The Euclidean algorithm computes the $\gcd$ of two integers with the recursive formula
$$\gcd(a,b)=\gcd(b,a\bmod b)$$
and takes at worst $\log_\varphi(\min(a,b))$ steps, where $\varphi$ is the golden ratio.
What if instead one used
$$\gcd(a,b)=\gcd(b,b-(a\bmod b))$$
whenever $a\bmod b$ was greater than $b/2$?
It is easy to see this will take at worst no more than $\log_2(\min(a,b))$ steps since this ensures the second argument is at most half of the first argument, but what is the exact worst case constant coeefficient?
The only sequence of pairs of integers I've managed to get the exact behavior of are consecutive Fibonacci numbers, in which case this modified algorithm runs twice as fast as the usual, which is faster than the $\log_2$ bound.

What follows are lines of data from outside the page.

PR #1891, opened 2021-02-05
Prevent non-exported messages from leaking into importer account

variadico:
Currently when someone imports a subject with a wildcard, uses an empty string for `LocalSubject`, and if the importer account subscribes to `>`, then non-exported messages from the exported account leak to the importer account.

This happens because a shadow subscription is created on `>` (subscriber subject), instead of the import subject. From what I could see, I think these are the relevant code sections in master, in chronological order.

1. https://github.com/nats-io/nats-server/blob/master/server/accounts.go#L2272-L2283
    (value of `usePub` relevant)
2. https://github.com/nats-io/nats-server/blob/master/server/client.go#L2466-L2469
    (value of `ime.dyn` relevant [boolean value of `ime{}`])
3. https://github.com/nats-io/nats-server/blob/master/server/client.go#L2507-L2520
    (subscription created here based on `usePub` and `ime.dyn`)

This change allows the shadow subscription to be created for the import subject, instead of the subscription subject.

/cc @nats-io/core

### DIFF
--- a/server/accounts_test.go
+++ b/server/accounts_test.go
@@ -25,6 +25,7 @@ import (
 	"testing"
 	"time"
 
+	"github.com/nats-io/jwt/v2"
 	"github.com/nats-io/nats.go"
 	"github.com/nats-io/nkeys"
 )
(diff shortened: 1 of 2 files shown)


server/accounts_test.go
```diff
@@ -106,6 +107,195 @@ func TestAccountIsolation(t *testing.T) {
...
+		t.Helper()
+
+		buildMemAccResolver(s)
+		okp, err := nkeys.FromSeed(oSeed)
+		if err != nil {
+			t.Fatal(err)
+		}
+
+		// Setup exporter account.
+		accAPair, err := nkeys.CreateAccount()
```
matthiashanel, line 131: this would be the sorter version: accAPair, accAPub := createKey(t)

server/accounts_test.go
```diff
@@ -106,6 +107,195 @@ func TestAccountIsolation(t *testing.T) {
...
+		if exp != "" {
+			accAClaims.Limits.WildcardExports = true
+			accAClaims.Exports.Add(&jwt.Export{
+				Name:    fmt.Sprintf("%s-stream-export", exp),
+				Subject: jwt.Subject(exp),
+				Type:    jwt.Stream,
+			})
+		}
+		accAJWT, err := accAClaims.Encode(okp)
+		if err != nil {
```
matthiashanel, line 149: shorter version: require_NoError(t, err)

server/accounts_test.go
```diff
@@ -106,6 +107,195 @@ func TestAccountIsolation(t *testing.T) {
...
+
+		// Setup importer account.
+		accBPair, err := nkeys.CreateAccount()
+		if err != nil {
+			t.Fatal(err)
+		}
+		accBPub, err := accBPair.PublicKey()
+		if err != nil {
+			t.Fatal(err)
+		}
```
matthiashanel, line 162: same as above

server/accounts_test.go
```diff
@@ -106,6 +107,195 @@ func TestAccountIsolation(t *testing.T) {
...
+				Name:    fmt.Sprintf("%s-stream-import", imp),
+				Subject: jwt.Subject(imp),
+				Account: accAPub,
+				Type:    jwt.Stream,
+			})
+		}
+		accBJWT, err := accBClaims.Encode(okp)
+		if err != nil {
+			t.Fatal(err)
+		}
```
matthiashanel, line 176: same as above

server/accounts_test.go
```diff
@@ -106,6 +107,195 @@ func TestAccountIsolation(t *testing.T) {
...
+			name: "export mid partial wildcard, import mid partial wildcard",
+			exp:  "foo.*.bar", imp: "foo.*.bar",
+			pubSubj: "foo.whizz.bar",
+		},
+	}
+	for _, c := range cases {
+		t.Run(c.name, func(t *testing.T) {
+			s := getServer(t)
+			defer s.Shutdown()
+			ncA, ncB := getAccountConns(t, s, c.exp, c.imp)
```
matthiashanel, line 236: Is it possible to add another version of getAccountConns that's for non jwt?
It appears that this could happen in config as well.

```
if useJWT (
    ncA, ncB = getAccountConnsJWT()
    s = getServerJWT()
} else {
    ncA, ncB = getAccountConnsCfg()
    s = getServerCfg() 
}
```
possibly have the setup function return the server as well

server/client.go
```diff
@@ -2517,6 +2517,8 @@ func (c *client) addShadowSub(sub *subscription, ime *ime) (*subscription, error
 		} else {
 			nsub.subject = []byte(im.from)
 		}
+	} else if !ime.dyn {
+		nsub.subject = []byte(im.from)
```
matthiashanel, line 2521: would it make sense to switch outer and inner conditions to simplify this ?

```
if ime.dyn {
    if !im.usePub {
        // same code as before
    }
} else {
    // same code for usePub and !usePub
}
```

server/accounts_test.go
```diff
@@ -106,6 +107,195 @@ func TestAccountIsolation(t *testing.T) {
...
+			}
+
+			for key, gotCnt := range gotSubjs {
+				if wantCnt := wantSubjs[key]; gotCnt != wantCnt {
+					t.Errorf("unexpected receive count for subject %q, got=%d, want=%d", key, gotCnt, wantCnt)
+				}
+			}
+			if t.Failed() {
+				t.Logf("exported=%q; imported=%q", c.exp, c.imp)
+			}
```
matthiashanel, line 294: use t.Fatal and avoid t.Failed()

derekcollison (approved):
LGTM - Do local tests pass ok?

server/accounts_test.go
```diff
@@ -106,6 +107,195 @@ func TestAccountIsolation(t *testing.T) {
...
+			exp:  "foo.>", imp: "foo.bar.>",
+			pubSubj: "foo.bar.whizz",
+		},
+		// FAIL - dropping "foo.bar" from different account.
+		// What is the correct behavior here?
+		// Should this be allowed?
+		// If so, probably need to edit accounts.go:2427
+		// {
+		// 	name: "export literal, import full wildcard",
+		// 	exp:  "foo.bar", imp: "foo.>",
```
matthiashanel, line 213: this looks like a violation imp should be a subset of exp, which this one wouldn't be

server/accounts_test.go
```diff
@@ -106,6 +107,195 @@ func TestAccountIsolation(t *testing.T) {
...
+		if !s.ReadyForConnections(5 * time.Second) {
+			t.Fatal("failed to be ready for connections")
+		}
+		return s
+	}
+	getAccountConns := func(t *testing.T, s *Server, exp, imp string) (*nats.Conn, *nats.Conn) {
+		t.Helper()
+
+		buildMemAccResolver(s)
+		okp, err := nkeys.FromSeed(oSeed)
```
matthiashanel, line 125: try using globally defined oKp instead

kozlovic (approved):
LGTM

matthiashanel (changes requested):

server/accounts_test.go
variadico: Ah, so I'm using this differently than a `t.Fatal`. This if statement is to only print the export and import subjects if the previous loop encounters any errors.

You get an error log like this:
```
unexpected receive count for subject "what", got=1, want=2
unexpected receive count for subject "ever", got=3, want=4
unexpected receive count for subject "mysubj", got=5, want=6
exported="whatever"; imported="whatever"
```

variadico:
> Do local tests pass ok?
Yeah, tests pass locally. The CI failures seem to be JetStream tests.

derekcollison (approved):
LGTM

matthiashanel (approved):
LGTM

Here is a program displaying the values on each step of the standard Euclidean algorithm and the above modification.
Best Answer
Since you keep $b$ less than $a/2$, each time the quotient is at least $2$ (except the first step).

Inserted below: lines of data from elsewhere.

PR #1892, opened 2021-02-07
JetStream updates and improvments

derekcollison:
More stability improvements to the raft core.
Made filestore better at handling write errors and propagating them.
Removed majority of MarshalIndent.

/cc @nats-io/core

### DIFF
--- a/server/store.go
+++ b/server/store.go
@@ -110,14 +110,21 @@ const (
 
 // StreamState is information about the given stream.
 type StreamState struct {
-	Msgs      uint64    `json:"messages"`
-	Bytes     uint64    `json:"bytes"`
-	FirstSeq  uint64    `json:"first_seq"`
-	FirstTime time.Time `json:"first_ts"`
-	LastSeq   uint64    `json:"last_seq"`
-	LastTime  time.Time `json:"last_ts"`
-	Deleted   []uint64  `json:"deleted,omitempty"`
-	Consumers int       `json:"consumer_count"`
+	Msgs      uint64          `json:"messages"`
+	Bytes     uint64          `json:"bytes"`
+	FirstSeq  uint64          `json:"first_seq"`
+	FirstTime time.Time       `json:"first_ts"`
+	LastSeq   uint64          `json:"last_seq"`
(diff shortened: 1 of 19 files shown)


kozlovic (approved):
LGTM

server/stream.go
```diff
@@ -97,7 +97,9 @@ type ClusterInfo struct {
 type PeerInfo struct {
 	Name    string        `json:"name"`
 	Current bool          `json:"current"`
+	Offline bool          `json:"offline,omitempty"`
 	Active  time.Duration `json:"active"`
+	Lag     uint64        `json:"lag,omitempty"`
```
ripienaar, line 102: @derekcollison would you say "How many uncomitted operations this peer is behind the leader" accurately describes this?

server/store.go
```diff
@@ -110,14 +110,21 @@ const (
...
-	LastTime  time.Time `json:"last_ts"`
-	Deleted   []uint64  `json:"deleted,omitempty"`
-	Consumers int       `json:"consumer_count"`
+	Msgs      uint64          `json:"messages"`
+	Bytes     uint64          `json:"bytes"`
+	FirstSeq  uint64          `json:"first_seq"`
+	FirstTime time.Time       `json:"first_ts"`
+	LastSeq   uint64          `json:"last_seq"`
+	LastTime  time.Time       `json:"last_ts"`
+	Deleted   []uint64        `json:"deleted,omitempty"`
```
ripienaar, line 119: @derekcollison hmm, thought we werent going to return this because it can be so much data? Less now since we dont MarshalIndent but still quite a lot I imagine in real world uses.  I also dont know what we'd do with this information, we cant undelete.  So maybe a counter of deleted messages could be good instead

server/stream.go
derekcollison: Yes correct, not necessarily things measured by the FSM.

server/store.go
derekcollison: Interior deletes should be very rare, I think including them is important. Most deletes happen at the beginning dues to limits etc. They do not show up here since FirstSeq and FirstTime move.

PR #1895, opened 2021-02-08
Fixes for supercluster startup and JetStream clustering.

derekcollison:
For larger superclusters we send out our server information after a short delay on startup.
For determining leaderless status for API calls make sure the raft node has been running for long enough.
    
/cc @nats-io/core


ripienaar:
appears to solve my problem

So instead of the Fibonacci, you need a sequence defined by $A_n=2A_{n-1}+A_{n-2}$ with $A_0=0,A_1=1$. Then this modified algorithm need $n$ steps to compute $\gcd(A_n+A_{n-1},A_n)$ (not $\gcd(A_n,A_{n-1})$, because we should let the first quotient be $1$).
Like the proof of $F_n$ makes the original algorithm run the most steps, also we can proof $A_n$ makes this modified algorithm runs the most steps: by induction on $n$ that if $a>2b$ and $\gcd(a,b)$ need $n$ steps, then $a\geq A_{n+1},b\geq A_n$:
$n=0$ is clearly true. If $n>0$, By induction hypothesis, $b\geq A_n$. There are two cases for $A$: 1) $a\bmod b\geq b/2$, then $a\geq 2A_n+A_n/2\geq A_{n+1}$. 2) $a\bmod b<b/2$, then $a-2b\geq a\bmod b\geq A_{n-1}$, so $a\geq A_{n+1}$.
Cause $A_n\sim c(1+\sqrt2)^n$, the algorithm runs in $\log_{1+\sqrt2}(\min(a,b))$ time.